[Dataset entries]
==*==
PR #665, opened 2021-08-13
Fix contradiction in icount description.

### LINKED ISSUE #662: Clearing for icount.m/s/u/vs/vu
Hello,

I see the following description in chapter 5.5.13 Instruction Count (debug-spec v1.0.0 stable). The following description is conflict.

icount description
`
When count is decremented from 1 to 0 then pending becomes set. When pending is set, the trigger fires just before any further instructions are executed in a mode where the trigger is enabled.
`

icount.count description
`When count is decremented to 0, the trigger fires. Instead of changing count from 1 to 0, it is also acceptable for hardware to clear m, s, u, vs, and vu. This allows count to be hard-wired to 1 if this register just exists for single step.
`

icount is for single-step and icount.count hardwired to 1. icount.m/s/u/vs/vu bits are cleared if icount.count is from 1 to 0. The pending bit is set because of changing count from 1 to 0. icount cannot fire in any mode because icount.m/s/u/vs/vu bits are cleared. I think that icount.m/s/u/vs/vu bits should be cleared when icount fires.

timsifive:
Specifically, after we added the pending bit, the description of a
possible 1-bit implementation of this register was not updated. As a
result the count description said that decrementing resulted in a
trigger, while in the introductory part we said that decrementing
resulted in pending getting set.

Rewrote it a bit, so it's hopefully easier to read.

Fixes #662.


xml/hwbp_registers.xml
```diff
@@ -801,6 +808,11 @@
         useful both for external debuggers and for software monitor programs.
         For that case it is not necessary to support \FcsrIcountCount greater
         than 1.
+
+        If \RcsrIcount is only implemented for single step, then it can be done
+        using a single bit that ties \FcsrIcountM, \FcsrIcountS, \FcsrIcountU,
+        \FcsrIcountVs, and \FcsrIcountVu together while \FcsrIcountCount is
+        hard-wired to 1.
```
pdonahue-ventana, line 815: Plus a pending bit?

Consider this:
- mstatus.MIE=0 and we're in M mode
- write icount action=0, m=s=u=vs=vu=1 (i.e. set that single bit), count=1 (which is hard-wired), pending=0
- execute a bunch of instructions.
- read icount.  I would expect to see pending=1.
- write mstatus.MIE=1
- I would expect the trap to happen before the instruction following the MIE write because pending is already set.  If pending is hard-wired (under the assumption that it will always fire immediately) then I think it would trap one instruction later.

Perhaps "a mode where the trigger is enabled" (up above) needs to be clarified with respect to this MIE behavior.  I'm assuming that icount is updated regardless of MIE and that only the trigger is suppressed.  But I think others could interpret it differently.

pdonahue-ventana:
Consider this scenario:
- mstatus.MIE=0 and mstatus.MPIE=1 and mstatus.MPP=3 and we're in M mode
- write icount action=0, m=1, count=1, pending=0
- mret (which sets MIE=1 and stays in M mode)
- execute an instruction

It's pretty clear that if this instruction is an "add" then we trap immediately after the instruction (since the act of executing the instruction decrements count which sets pending).  Now consider:
- the instruction is a CSR write which writes hit=0.  My assumption is that this shouldn't change anything (i.e. the CSR write happens before the trigger fires so the end result is hit=1).
- the instruction is a CSR write which writes pending=0.  My assumption is also that nothing changes and that the CSR write happens before the pending update.  But if it's like minstret then the CSR write actually causes the automatic/implicit CSR update to not happen.
- the instruction is a CSR write which writes count=2.  My assumption is that pending should not get set (i.e. the count value is read only after the CSR write happens).

I don't really think that the behavior matters in these situations so I suggest that we say that the value of pending is UNSPECIFIED if the instruction being stepped writes to icount (no matter what field).  

Another scenario:
- mstatus.MIE=1 and we're in M mode
- write icount action=0, m=1, pending=1

My assumption is that we must trap immediately after the CSR write instruction because:
> When pending is set, the trigger fires just before any further instructions are executed in a mode where the trigger is enabled.

My conclusion is that action=0, m=1 is kind of a recipe for disaster.

core_debug.tex
```diff
@@ -130,6 +130,23 @@ \subsection{Icount Trigger}
...
+It also allows single step on tiny system which only supports M-Mode, but the
+code becomes tricky to get right. To single step, the debug stub would execute
+something like:
+\begin{verbatim}
+    li    t0, \FcsrIcountCount=4, \FcsrIcountAction=0, \FcsrIcountM=1
+    csrw  tdata1, t0    /* Write the trigger. */
+    lw    t0, 8(sp)     /* Restore t0, count decrements to 3 */
+    lw    sp, 0(sp)     /* Restore sp, count decrements to 2 */
+    ret                 /* Return to program being debugged. count decrements to 1 */
+\end{verbatim}
```
pdonahue-ventana, line 148: I think it should be mret instead of ret.  You got into the single-step handler via a trap which put the return address in mepc instead of x1/ra.  And interrupts are disabled in the handler (which is a good thing because an interrupt coming between the csrw and the return would cause problems) and mret will reenable interrupts.  But otherwise this code seems right.

But I think it's best to not give code examples that are approximately correct and tricky to get right.  Should the spec say "for example, the debug stub can execute this" (giving one possibility for something that definitively works) or should it not provide code at all and just say something more vague about the M-mode code needing to set icount.count to 1 plus the number of instructions after the csr write but before the instruction being stepped?  It's useful to readers to be definitive but more maintainable and less error-prone to be vague.

This is a valuable addition to point out that some implementations may need to consider supporting count>1 (which is not what the spec previously said).

xml/hwbp_registers.xml
```diff
@@ -777,18 +777,30 @@
...
-        When
-        \FcsrIcountCount is decremented from 1 to 0 then \FcsrIcountPending
-        becomes set. When \FcsrIcountPending is set, the trigger fires just
+
+        When \FcsrIcountCount is 1, and an instruction is completed or trap
+        taken from a mode where the trigger is enabled, then \FcsrIcountPending
+        becomes set. In addition \FcsrIcountCount may become 0 as well.
+
+        The only exception to the above is when the instruction executed is a
+        write to the icount trigger. In that case \FcsrIcountPending may or may
```
pdonahue-ventana, line 789: I think that we were generally going with "might or might not" or simply "might not" in order to avoid the ambiguous "may not" (which is really not ambiguous in this particular context with "may or" but I think it's best to use consistent phrases).

xml/hwbp_registers.xml
```diff
@@ -777,18 +777,30 @@
...
+        not become set if \FcsrIcountCount was 1. Afterwards \FcsrIcountCount
+        contains the newly written value.
+
+        When \FcsrIcountCount is 0 it stays at 0.
```
pdonahue-ventana, line 793: until explicitly written by a CSR instruction.

xml/hwbp_registers.xml
```diff
@@ -777,18 +777,30 @@
...
+
+        When \FcsrIcountPending is set, the trigger fires just
         before any further instructions are executed in a mode where the
         trigger is enabled. As the trigger fires, \FcsrIcountPending is
+        cleared. In addition, if \FcsrIcountCount is 1 then \FcsrIcountM,
+        \FcsrIcountS, \FcsrIcountU, \FcsrIcountVs, and \FcsrIcountVu are all
```
pdonahue-ventana, line 799: This isn't currently required, though the count field says that this is allowed.  For instance, if icount.m=s=0 and icount.u=1 then there's no need to clear icount.u when trapping to M or S.  And there's no requirement to clear any of the mode filters on an action=1 trigger.  So this should change to be an allowed but not required behavior.

xml/hwbp_registers.xml
```diff
@@ -825,19 +842,17 @@
...
         </field>
 
         <field name="m" bits="9" access="WARL" reset="0">
             When set, enable this trigger in M-mode.
         </field>
         <field name="pending" bits="8" access="R/W" reset="0">
             This bit becomes set when \FcsrIcountCount is decremented from 1
-            to 0. It is cleared when the trigger fires.
+            to 0. It is cleared when the trigger fires, which will happen just
+            before the next instruction in one of the enabled modes is executed.
```
pdonahue-ventana, line 855: This is just a little easier for me to parse:
```suggestion
            before executing the next instruction in one of the enabled modes.
```

core_debug.tex
timsifive: I mostly wrote this code to force myself to work through the problem. How about I move it into the appendix?

My main conclusion is that this is probably doable, but getting the code right might be very tricky.

xml/hwbp_registers.xml
timsifive: "until explicitly written." Could happen through abstract write command.

xml/hwbp_registers.xml
timsifive: I think this is right. If icount.count=1 when pending is set, that means count was hardwired to 1. Otherwise it would be 0. But I'll clarify that this only applies when count is hardwired to 1.

pdonahue-ventana: > If icount.count=1 when pending is set, that means count was hardwired to 1. Otherwise it would be 0.

Or it means that software wrote pending=1, count=0.  Useful?  No.  Possible?  Yes.

xml/hwbp_registers.xml
pdonahue-ventana: Good point.  Between the two of us (and any onlookers who are also welcome to contribute), we'll get it right.

timsifive:
I think I've addressed all the feedback.

xml/hwbp_registers.xml
timsifive: This section is already wrong. You can't tie all the mode bits together and have a single step useful to native debuggers. I'm redoing it.

timsifive: In fact, I'm mostly getting rid of it. The single-bit implementation can work, but only if you tie all mode bits together and have max count of 1. If all mode bits are enabled together, there is no case where the existence of a pending bit can make a different. But this is only useful for an external debugger, and we already say that for external debuggers dcsr.step is the preferred solution.

For native debugging, the least hardware I can think of is 2 bits, because there are effectively 3 states: disabled, pending, and enabled. This assumes the mode bits are tied together in such a way that there is only one sensible option. I'm not sure if that's even worth mentioning anywhere. It would be a long explanation with little benefit.

xml/hwbp_registers.xml
```diff
@@ -795,21 +795,34 @@
     <register name="Instruction Count" short="icount" address="0x7a1">
         This register is accessible as \RcsrTdataOne when \FcsrTdataOneType is 3.
 
-        If \FcsrIcountCount is not 0, then every instruction completed or
+        When \FcsrIcountCount is greater than 1, every instruction completed or
         trap taken from a mode where the trigger is enabled decrements
```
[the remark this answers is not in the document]
pdonahue-ventana: > I think it just means the privilege mode. That seems simpler, and I'm not sure why you'd want something more complex.

I agree.  Unless you think this is obvious, can you add a parenthetical phrase or a separate sentence or some sort of clarification that interrupt enables don't matter for purposes of this sentence?  I know that this was preexisting text and so it's maybe a bit more than you intended to do, but it helps to get us incrementally closer to perfection (which is more of an asymptote than anything actually achievable).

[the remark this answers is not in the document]
timsifive: I've added a line.

timsifive:
@pdonahue-ventana Can you approve this, so we can refer to just a single icount implementation in the email thread?

xml/hwbp_registers.xml
```diff
@@ -846,19 +860,17 @@
             and writing it has no effect.
         </field>
         <field name="count" bits="23:10" access="WARL" reset="1">
-            When count is decremented to 0, the trigger fires. Instead of
-            changing \FcsrIcountCount from 1 to 0, it is also acceptable for hardware to
-            clear \FcsrIcountM, \FcsrIcountS, \FcsrIcountU, \FcsrIcountVs, and
-            \FcsrIcountVu. This allows \FcsrIcountCount to be hard-wired
-            to 1 if this register just exists for single step.
+            The trigger will generally fire after \FcsrIcountCount instructions
+            in enabled modes have been executed.
```
pdonahue-ventana, line 864: How about adding "See above for the precise behavior."  Otherwise the "generally" sounds pretty imprecise and the reader might not understand that it's all specified properly.

pdonahue-ventana (commented):
Sorry, just one more little thing.

xml/hwbp_registers.xml
timsifive: Good idea. Done.

pdonahue-ventana (approved):
Make it so.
==*==
Your output should be an exact copy of the lines from the one containing "timsifive: Good idea. Done." through the last line of the data above.

**Result of the exercise:**
timsifive: Good idea. Done.

pdonahue-ventana (approved):
Make it so.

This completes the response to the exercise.